Standardization questions -- nested comments
Ron Natalie <ron>
ron at brl-tgr.ARPA
Thu Oct 18 06:03:05 AEST 1984
> The serious problem with no nesting is that whether or not a comment
> will work or net depends on the context.
Correct, and all you are doing is changing the context rules from one to
another by making comments nest.
> The #ifdef method is
> ugly, and only works for sure if you never use comments or keep them
> real short. If there is any chance that a comment may be lurking
> around, one cannot just stick a comment string into a C file without
> checking an arbitrarily large amount of context information to see
> if there is another comment that it will mung.

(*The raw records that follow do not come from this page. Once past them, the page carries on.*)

PR #1615, opened 2026-04-02
fix: use zone "0" for regional VMs to match AKS node labels

### LINKED ISSUE #1384: Topology spread constraints fail with empty zone domain in counts

tallaxes:
Fixes https://github.com/Azure/karpenter-provider-azure/issues/1384

**Description**

Regional (non-zonal) VM SKUs were internally represented with `topology.kubernetes.io/zone=""` (empty string). The empty string caused two problems. 
* First, it was inserted into topology-spread domain counts as a zero-count domain, which could poison maxSkew calculations even when users never explicitly targeted it. 
* Second, Karpenter core also uses "" as the internal sentinel for "no valid domain selected" in nextDomainTopologySpread, so if the scheduler ever did select the empty domain as the best candidate, it converted that selection into DoesNotExist and treated scheduling as unsatisfiable.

Eh? #ifdef only has the problem that C has in general, unterminated
comments. A lint warning about comment ambiguity is required whether
you nest or not.
If you don't nest (current):
/* COMMENT
comment_code; /* Comment in comment */
*/
The comment is terminated early and the */ is unexpected and generates
a comile error or
/* Comment missing end.
real_code; /* Comment */
No compile error results but read_code gets mysteriously deleted.
If you do nest:
/* Commented code /* commented comment */
real_code
rest of the file gets eaten (but doesn't if you use the current correct
syntax)... etc...
You probably need to be able to get nit-picking warnings about comments
in comments, comments unterminated at end of file, etc...
Just anot her gratuitous change to the C language that breaks existing
correct code and does not really solve any problems.